At the core of CMT’s cause are mutations in specific genes that play crucial roles in the health and maintenance of peripheral nerves. The most common form, known as CMT1, is a demyelinating type caused mainly by duplication or mutation of the PMP22 gene. PMP22 encodes a protein essential for the formation and stability of the myelin sheath produced by Schwann cells, which wrap around nerve fibers to insulate them and speed up electrical signals. When PMP22 is duplicated, the excess protein disrupts myelin production, causing the sheath to become thin or damaged, which slows nerve conduction and leads to symptoms of weakness and sensory loss.
Other genes involved in CMT1 include MPZ, which encodes myelin protein zero, another critical component of the myelin sheath. Mutations in MPZ can cause a similar demyelinating effect but often with different severity or progression rates. These genetic changes impair the Schwann cells’ ability to maintain the myelin, leading to nerve damage over time.
There is also an axonal form of CMT, called CMT2, where the primary problem lies in the nerve axons themselves rather than the myelin. In these cases, mutations affect genes responsible for the structure, transport, or metabolism within the nerve fibers. This leads to degeneration of the axons, which are the long projections of nerve cells that transmit signals to muscles and sensory organs. Because the axons are damaged, the nerve signals weaken, causing muscle wasting and sensory deficits.

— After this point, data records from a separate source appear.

PR #380, opened 2026-07-23
fix(bcs-cli): restore discover JSON output

vzvince:
## Summary

- Restore JSON output as the default for `bcs-cli discover`.
- Restore `bcs-cli discover --no-json` for human-readable interactive output.
- Make `DiscoverBotsExtendedResponse` serializable and add end-to-end coverage using the real CLI process.

## Background

The JSON renderer, command-local `--no-json` option, and their tests were present in `ERV10158366-20260705` but were omitted during the initial `ocb-public` import. The current discover handler therefore printed human-readable text unconditionally, despite the CLI still defaulting to structured output.

## Compatibility

This change does not modify the discover HTTP request or response schema. It only changes how the CLI renders the response it already receives, so old CLI/new server and new CLI/old server combinations remain compatible.

## Test Plan

- `cargo test --package bcs-cli`: 148 passed, 1 existing ignored.
- `cargo check --package bcs-cli --all-targets`: passed.
- Added E2E coverage for default JSON output and `discover --no-json` text output.

### DIFF
--- a/src/bcs/crates/contracts/bcs-protocol/src/http/bots.rs
+++ b/src/bcs/crates/contracts/bcs-protocol/src/http/bots.rs
@@ -163,7 +163,7 @@ pub struct DiscoverBotsResponse {
 }
 
 /// Extended response from bot discovery with visibility and friendship info.
-#[derive(Debug, Deserialize)]
+#[derive(Debug, Serialize, Deserialize)]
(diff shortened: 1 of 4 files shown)


RaymondHX (dismissed):
LGTM

RaymondHX (approved):
LGTM

PR #1822, opened 2026-09-02
fix(bcs): allow chat on completed sessions

RaymondHX:
## Problem
Completed sessions cannot continue chat because the legacy session chat endpoint returns HTTP 409 when the session status is not Running. The session status is no longer meaningful for chat except for service invocation, so this guard blocks valid chat requests.

## Solution
Remove the obsolete Running-status guard from the legacy session chat endpoint while retaining participant and routing validation. Add regression coverage proving a Completed session can chat and that the response preserves the session ID.

## Validation
- `cargo test -p bcs-http --test group_messages_contract` — 20 passed.
- `cargo fmt --all -- --check` — not clean because of pre-existing workspace formatting differences outside this change; no unrelated files were reformatted.

## Compatibility and risk
This relaxes only the legacy session chat status check. Service invocation status handling is unchanged. The change is limited to request validation and is reversible by reverting commit `93e1ade52`.

### DIFF
--- a/src/bcs/crates/adapters/http/bcs-http/src/routes/sessions.rs
+++ b/src/bcs/crates/adapters/http/bcs-http/src/routes/sessions.rs
@@ -1312,16 +1312,7 @@ pub async fn session_chat(
         Err(e) => return session_error_to_response(&e),
     };
 
-    // 2. Session must be running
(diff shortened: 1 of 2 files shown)


questchaos (approved):
LGTM

PR #1824, opened 2026-09-02
refactor(backend): route BBS execution through start_run

regrecall:
建议 PR 标题：

`refactor(backend): route BBS execution through start_run`

## Problem

BBS execution had a dedicated `run_bbs` path alongside `TaskRunner.start_run`. This leaked execution-mode details into the runner API and bypassed the common task execution flow.

It also meant that upper-layer changes carried by `TaskNode` could be lost when BBS execution reloaded the persisted graph, while BBS handoff nodes could report successful dispatch without performing a real delivery.

## Solution

- Removed the dedicated `TaskRunner.run_bbs` and `TaskExecutor.run_bbs` methods.
- Routed BBS execution through the common `TaskRunner.start_run` and `TaskExecutor.dispatch` flow.
- Made the `TaskNode` passed to `start_run` authoritative for BBS execution while retaining graph relationships and related task context.
- Preserved the persisted root task by creating an isolated BBS execution view.
- Routed claimed BBS handoff tasks to the selected bot through `single_bot` delivery, avoiding recursive BBS dispatch.
- Passed real backend tasks as one batch so executor-level concurrency limits apply consistently.
- Added logging for background dispatch results that return failure.
- Updated existing tests that encoded the previous BBS no-op behavior.

## Validation

- Task domain test suite: `636 passed, 30 skipped`.
- Backend architecture test suite: `258 passed`.
- Focused BBS and task-runner tests: `20 passed`.
- Python compilation check passed.
- `git diff --check` passed.
- Pre-push Python SAST/lint gate passed.
- Verified that no calls or definitions remain for `TaskRunner.run_bbs` or `TaskExecutor.run_bbs`.

The 30 skipped tests require pre-production, Singlebox, or live Bot credentials and were not run in the local environment. The pre-push hook ran in lint-only mode, so its coverage and live E2E stages were not executed.

## Compatibility and risk

This change does not modify public HTTP APIs, persistence schemas, or configuration formats.

It removes internal `run_bbs` methods. Repository-wide searches found no remaining callers. The main behavioral change is that BBS nodes now perform real adapter dispatch instead of succeeding as a no-op.

Rollback is available by reverting commit `3cce40354`.

## Spec

Implements the task execution module requirement that BBS execution must use the unified `start_run` entry point, allowing upper-layer business changes to remain part of the task execution request.

### DIFF
--- a/src/backend/src/agentclaw/community/core/task/domain/models.py
+++ b/src/backend/src/agentclaw/community/core/task/domain/models.py
@@ -229,8 +229,7 @@ class TaskExecutionGraph:
     extend_props: dict[str, Any] = field(default_factory=dict)
     execution_graph: dict[str, Any] | None = None  # 回调审计图快照(BCN/ClawMind DAG,按 session_id 反查挂图级;只读投影)
     task_id: str = ""   # 整图所属任务 ID(initialize 透传;query_task_dashboard 子树投影复制;
-                        # 供 bbs_runner.notify 经 _schedule_bbs_notify→run_bbs 取 task_id,
-                        # 因 run_bbs 链路只拿到 execution_graph、无法回溯 task_id)
+                        # 供执行 adapter、回调投影和 BBS 图查询使用)
     # 派生不持久: depth / child_tasks / parent_task(均从 relations 分解树派生)
 
     @property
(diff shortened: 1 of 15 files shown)


jiangj0627 (approved):
LGTM

PR #1872, opened 2026-09-03
  feat(agent): reset openclaw workspace HEARTBEAT.md from image template on startup

xxxxpenny:
openclaw appends tasks to ~/.openclaw/workspace/HEARTBEAT.md at runtime,
    and /home/admin is NAS-mounted, so agent-generated heartbeat content
    persists across pod restarts and stale tasks leak into fresh runs.
    
    Ship the pristine empty template in the image at /opt/config/HEARTBEAT.md
    (NAS mount shadows anything baked under /home/admin) and have
    start_openclaw.sh unconditionally copy it over the runtime file in
    Step 1, before openclaw's first on-demand start. Missing template only
    warns, keeping direct-recovery invocation of the script safe.
    
    Template-wins here — the opposite of claude-settings.json's mount-wins
    staging — since the goal is discarding persistent runtime state.

### DIFF
--- a/docker/agent/HEARTBEAT.md
+++ b/docker/agent/HEARTBEAT.md
@@ -1,0 +1,5 @@
+# HEARTBEAT.md
+
+# Keep this file empty (or with only comments) to skip heartbeat API calls.
+
+# Add tasks below when you want the agent to check something periodically.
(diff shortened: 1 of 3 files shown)


cassiuscai (approved):
LGTM

PR #1874, opened 2026-09-03
fix(bots/all): expand engine=aicoding query to the claude_code form

lucas-xzp:
## Problem
PR #1719 (engine/form vocabulary split) made `aicoding` an internal runtime form of `claude_code`, not a product engine: new AICoding bots store `active_engine='claude_code'` with the `engine_form='aicoding'` marker on their template snapshot, while only pre-#1719 bots keep a literal `active_engine='aicoding'`. `GET /openapi/v1/bots/all?engine=aicoding` filters by exact-match on `active_engine` (`repository/implementations/bot/bot.py`), so it silently returns only legacy bots and drops every post-#1719 AICoding bot — the exact set the frontend queries for. The inventory card also carries no `template_config` (`_build_item` leaves it null), so the frontend cannot recover the form client-side.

Some rarer forms of CMT involve mutations in genes related to cellular stress responses, such as small heat shock proteins (HSPB1 and HSPB8). These proteins help protect nerve cells from damage by assisting in the proper folding and maintenance of other proteins. Mutations here can impair autophagy, a process that removes damaged cellular components, leading to accumulation of toxic materials and nerve cell dysfunction.
The genetic mutations causing CMT can be inherited in different patterns, including autosomal dominant, autosomal recessive, or X-linked inheritance, depending on the specific gene involved. This means the disease can be passed down from one or both parents or linked to the sex chromosomes, influencing who is affected and how severely.
In summary, Charcot-Marie-Tooth disease arises from genetic mutations that disrupt the normal biology of peripheral nerves, either by damaging the myelin sheath that insulates nerve fibers or by directly harming the nerve axons. These disruptions impair nerve signal transmission, leading to the characteristic muscle weakness, atrophy, and sensory loss seen in affected individuals. The complexity of the disease reflects the variety of genes and cellular processes involved in maintaining healthy peripheral nerves.